# [Work request]
For every line below that includes the word "avoid", add one; report the final number and nothing else.

Start of Input data

PR #11477, opened 2017-01-17
add pycryptodome python module

peak3d:
Add PyCryptoDome python cryptography module

## Description
see title

## Motivation and Context
Add crypto to python addon developing

## Types of change

### DIFF
--- a/system/addon-manifest.xml
+++ b/system/addon-manifest.xml
@@ -29,6 +29,7 @@
   <addon>screensaver.xbmc.builtin.black</addon>
   <addon>screensaver.xbmc.builtin.dim</addon>
   <addon>script.module.pil</addon>
+  <addon>script.module.pycryptodome</addon>
   <addon>service.xbmc.versioncheck</addon>
   <addon>skin.estuary</addon>
   <addon>skin.estouchy</addon>
--- a/addons/script.module.pycryptodome/addon.xml
+++ b/addons/script.module.pycryptodome/addon.xml
@@ -1,0 +1,13 @@
+<?xml version="1.0" encoding="UTF-8" standalone="yes"?>
+<addon id="script.module.pycryptodome"
+       name="Python Crypto Library"
+       version="3.4.3"
+       provider-name="Legrandin">
+  <requires>
+    <import addon="xbmc.python" version="2.7.0"/>
+  </requires>
+  <extension point="xbmc.python.module" library="lib" />
+  <extension point="xbmc.addon.metadata">
+    <platform>all</platform>
+  </extension>
+</addon>
--- a/cmake/installdata/common/addons.txt
+++ b/cmake/installdata/common/addons.txt
@@ -23,6 +23,7 @@ addons/webinterface.default/*
 addons/screensaver.xbmc.builtin.dim/*
 addons/screensaver.xbmc.builtin.black/*
 addons/script.module.pil/*
+addons/script.module.pycryptodome/*
 addons/script.module.pysqlite/*
 addons/resource.language.en_gb/*
 addons/resource.uisounds.kodi/*
--- a/project/BuildDependencies/scripts/0_package.list
+++ b/project/BuildDependencies/scripts/0_package.list
@@ -37,6 +37,7 @@ mysql-connector-c-6.1.6-win32-vc140-v2.7z
 openssl-1.0.2g-win32-vc140-v2.7z
 pcre-8.37-win32-vc140-v3.7z
 pillow-3.1.0-win32-vc140.7z
+pycryptodome-3.4.3-win32.7z
 python-2.7.11-win32-vc140-v2.7z
 shairplay-0.9.0-win32-vc140-v2.7z
 sqlite-3.10.2-win32-vc140.7z
--- a/tools/android/packaging/Makefile.in
+++ b/tools/android/packaging/Makefile.in
@@ -88,7 +88,7 @@ shared:
 	mkdir -p assets
 	cp -rfp $(PREFIX)/share/@APP_NAME_LC@/* ./assets
 	find `pwd`/assets/ -depth -name ".git" -exec rm -rf {} \;
-	find `pwd`/assets/ -name "*.so" -not -name "*imaging*.so" -exec rm {} \;
+	find `pwd`/assets/ -name "*.so" -exec rm {} \;
 	find `pwd`/assets/addons/skin.*/media/* -depth -not -iname "Textures.xbt" -exec rm -rf {} \;
 	cd `pwd`/assets/addons; rm -rf $(EXCLUDED_ADDONS)
 	mkdir -p assets/system/certs
@@ -133,6 +133,7 @@ libs: $(PREFIX)/lib/@APP_NAME_LC@/lib@APP_NAME_LC@.so
 	find $(PREFIX)/share/@APP_NAME_LC@/addons -name "*.so" -exec cp -fp {} xbmc/obj/local/$(CPU)/ \;
 	find $(PREFIX)/lib/@APP_NAME_LC@/addons -name "*.so" -exec cp -fp {} xbmc/obj/local/$(CPU)/ \; || true
 	find $(PREFIX)/lib/@APP_NAME_LC@/system -name "*.so" -exec cp -fp {} xbmc/obj/local/$(CPU)/ \;
+	DIR=${CURDIR}; cd $(PREFIX)/lib/python2.7/site-packages; for i in `find Crypto -name \*.so` ; do FN=`echo $$i | cut -c1- | tr "/" "_"` ; mv $$i $$DIR/xbmc/obj/local/$(CPU)/$$FN ; done
 	cd xbmc/obj/local/$(CPU)/; find . -name "*.so" -not -name "lib*.so" | sed "s/\.\///" | xargs -I@ mv @ lib@
 	cp -fp xbmc/obj/local/$(CPU)/*.so xbmc/lib/$(CPU)/
 	$(STRIP) --strip-unneeded xbmc/lib/$(CPU)/*.so
--- a/tools/depends/target/Makefile
+++ b/tools/depends/target/Makefile
@@ -13,7 +13,7 @@ DEPENDS = \
 	python27 libshairplay \
 	libplist libcec libbluray tinyxml dummy-libxbmc \
 	libssh taglib libusb libnfs \
-	pythonmodule-pil pythonmodule-setuptools \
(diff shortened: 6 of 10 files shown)


stefansaraev:
not agains this but here my 2 cents if it matters:

we should avoid adding any native python modules, addons should use as much from python stdlib as they can. pil is more than enough pain, already.

Paxxi:
@stefansaraev agreed but unfortunately python does not expose the crypto library from openssl, maybe gnutls? So this is one of the bits that makes sense to ship as a binary. 

Writing this it just hit me that maybe we can expose these through Kodi and avoid the python build pain? 

Same goes for pillow but that's a rather large API surface

stefansaraev:
yea. sure.

anyhow. this should be done as script.module.pil is then - make a new addon, let's say script.module.pycryptodome, add it to addon-manifest.xml, and let 3rdparty addons do ```<import addon="script.module.pycryptodome" version="x.y.z">```

peak3d:
1.) @stefansaraev looked at the PIL patches and decided aginst such a thing (beside the fact that I don't understand all the mess to move / copy things into an addon-folder)
2.) The current PR uses the concept how python modules are normally installed. The dependency is installed with python --install in site-packages folder (and yes, it feels correct)
3.) I have removed the SelfTest for kod (wich saves 15MB of things wedon't use)
4.) For android packaging this PR renames the .so files using the folder names (Crypto/Hash/test.so will become Crypto_Hash_test.so and resides in androids system/lib path.

@wsnipex any objections?

wsnipex:
lets see if it builds:
jenkins build this please

peak3d:
It's at no place triggered, means every build comes for now without crypto stuff

wsnipex:
you have to add it to depens/target/Makefile

peak3d:
@stefansaraev what is the difference / benefit to make it "same as PIL" ? Seems that you have at least more background than me about those py things.

peak3d:
jenkins build this please

stefansaraev:
@peak3d it has few benefits to not ship in site-packages/ but as a separate addon, and require 3rdparties to explicitly import it:

- that's how it works with all other (non std) python stuff, example: addons dont just import beautifulsoup. they are required to import script.module.beautifulsoup4 in their addon.xml

- it would be clear if a specific addon needs (and uses) pycryptodome, you can identify those addons by simple grep in repo's addons.xml in case you want to remove pycryptodome in future :)

also, there was an effort to force addons not use import from site-packages, but use only modules that are already in the repo (ones we can control), see #5127. there are good reasons to do so. pil (and now pycryptodome) makes this task harder

peak3d:
Thanks a lot for making this clear, @stefansaraev. Is PIL part of the kodi package?
I haven't found script addons in repo.binary.addon, but PIL is binary, isn't it?

stefansaraev:
https://github.com/xbmc/xbmc/tree/master/addons/script.module.pil

on linux, it's shipped as addon.xml only, and Pillow package from system is used (example: ubuntu, python-pil is a required runtime dependency, it is automaticaly pulled by apt-get when you install kodi). embedded distros (OE, LE, buildroot based) take care to have it cross-compiled and installed. on non-linux - it is part of the kodi package.

ios
```
seo@x230 ~/Desktop/ios $ ar x ../org.xbmc.kodi-ios_17.0-0-rc3_iphoneos-arm.deb 
seo@x230 ~/Desktop/ios $ tar tf data.tar.lzma | grep Pillow
./Applications/Kodi.app/Frameworks/lib/python2.7/site-packages/Pillow-3.0.0-py2.7-macosx-10.4-x86_64.egg
```

osx
```
seo@x220 ~/Desktop $ 7z l kodi-17.0-Krypton_rc3-x86_64.dmg  | grep Pillow
2017-01-12 18:51:01 .....      1118086      1118208  Kodi/Kodi.app/Contents/Libraries/lib/python2.7/site-packages/Pillow-3.0.0-py2.7-macosx-10.4-x86_64.egg
```

android
```
seo@x230 ~/Desktop $ unzip -l kodi-17.0-Krypton_rc3-armeabi-v7a.apk  | grep -i script.module.pil | pastebinit 
http://sprunge.us/TjIj
```
windows
```
seo@x230 ~/Desktop $ find kodi-17.0-Krypton_rc3/uni_pfatxtv/script.module.pil/ | pastebinit 
http://sprunge.us/hdQf
```

ok. on osx/ios it is in site-packages/ no idea why

peak3d:
would be  a simple dummy-addon (script.module.pycryptodome) enough?
Wich is generated during the build process currently used?

If pycrypto is not build, the addon is not generated.

Ok, for linux we have to set the same dependencies for kodi install, but to be honest, I don't see the reason why copying (for windows) all the files from a to b. let the things in site_packages, write the dummy-addon and it should work like PIL.

Pls. correct me if it's nit correct.

stefansaraev:
a dummy addon (on all platforms) + runtime dependency on linux (ubuntu) would be enough yes. on non linux.. honestly, I have no idea if it should be in site-packages or an .egg file inside addon's dir. IMO it should be an .egg in addon's dir, but maybe there are platform limitations, idk, platform devs know better

peak3d:
The complete addon system is currently reworked by @alwinus, I want to keep work as small as possible ( I hate wasting time for nothing).

My suggestion:
- I'll add an dummy addon
- I'll look why pycryptodome is currently not build for win (is there an other location for deps??)
- I try to figure out where the runtime dep is located (do you have a tipp)??

Then we wait for alwinus to finish his work and figure out a solution wich fits best for both PIL / crypto.
Ok with that?

stefansaraev:
> The complete addon system is currently reworked by @alwinus, I want to keep work as small as possible ( I hate wasting time for nothing).

afaik, he is working on binary addons, not python suff..

> My suggestion:

> I'll add an dummy addon

a right thing to do, imo.

> I'll look why pycryptodome is currently not build for win (is there an other location for deps??)

idk, cc @Paxxi and other windows people

> I try to figure out where the runtime dep is located (do you have a tipp)??

uh.. none. as said, ios/osx seems to be different than others and I have no idea why.

> Then we wait for alwinus to finish his work and figure out a solution wich fits best for both PIL / crypto.

> Ok with that?

sure, I am ok with everything, I just express an opinion here, before it's too late, my comments are not a requests for change ;)

peak3d:
Your experience is far better than mine in this area - I appreciate your input a lot!

> afaik, he is working on binary addons, not python suff..
alwinus is also changing much / all of the python concept

stefansaraev:
btw, if script.module.pycryptodome is not added to addon-manifest.xml, it will (unless somthing has changed recently and I missed it) be added to addondb as "disabled" addon on first run.

peak3d:
thx,!

Rechi:
Windows doesn't build any deps under tools/depends. Most of them get downloaded as binary.
Someone needs to compile it for windows, pack it and upload to the mirrors.
>I'll look why pycryptodome is currently not build for win (is there an other location for deps??)

peak3d:
ok, @Rechi just looked into pillow 7z file, I'll try to prepare such a thing

peak3d:
jenkins build this please

peak3d:
@wsnipex there are 2 red once in jenkins build but for me they don't seem to be PR related (tests fail)
If you agree, I'll merge...

Rechi:
Maybe the change in `tools/depends/target/python27/modules.setup`  causes the Segmentation fault.

system/addon-manifest.xml
```diff
@@ -29,6 +29,7 @@
   <addon>screensaver.xbmc.builtin.black</addon>
   <addon>screensaver.xbmc.builtin.dim</addon>
   <addon>script.module.pil</addon>
+  <addon>script.module.pycryptodome</addon>
```
MartijnKaijser: This should not be there (PIL shouldn't either). It is not a mandatory addon and any addon that actually requires it should import it like normal dependency which should auto enable it.

tools/depends/target/pythonmodule-pycryptodome/addon.xml
```diff
@@ -0,0 +1,13 @@
...
+<addon id="script.module.pycryptodome"
+       name="Python Crypto Library"
+       version="3.4.3"
+       provider-name="Legrandin">
+  <requires>
+    <import addon="xbmc.python" version="2.7.0"/>
+  </requires>
+  <extension point="xbmc.python.module" library="lib" />
+  <extension point="xbmc.addon.metadata">
+    <platform>all</platform>
```
MartijnKaijser: This is false cause it's not there on Windows

MartijnKaijser (changes requested):

system/addon-manifest.xml
MartijnKaijser: Also this is not packaged on Windows so it would break starting Windows.

MartijnKaijser (changes requested):

tools/depends/target/pythonmodule-pycryptodome/addon.xml
peak3d: its available on windows, just finished the 7z

system/addon-manifest.xml
ronie: i thought the manifest file decides which addons are enabled by default?
iirc if it's not listed the script.module will be installed, but disabled.

peak3d:
@ronie afaiu @MartijnKaijser  correct, it will be enabled at the time the first 3rd-party addon requests it.

peak3d:
jenkins build this please

system/addon-manifest.xml
stefansaraev: yes, that's exactly what it is doing (and you can not disable/unintall those addons), @ronie

peak3d:
@stefansaraev i read from the (outdated) comment to ronie that we should add pycryptodome to addon-manifest.xml, right?

stefansaraev:
@peak3d yes, I commented on that yesterday.

agian, in short: every addon that is shipped with the kodi distributionn MUST be added to addon-manifest.xml. it is NOT an optional thing. otherwise addoninstaller would add that addon to addondb in DISABLED state. this was a well-discussed DESIGN decision and I doubt it is going to be changed.

stefansaraev:
one more thing: it would not only be added as disabled to addondb, but addons of type "xbmc.python.module" are not shown in the addonmanager GUI (addons -> my addons -> all), so user has NO chance to manualy enable it

Rechi:
`addons/script.module.pycryptodome/*` must be added in `cmake/installdata/common/addons.txt`

peak3d:
jenkins build this please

End of Input data

# [Finished exercise]
2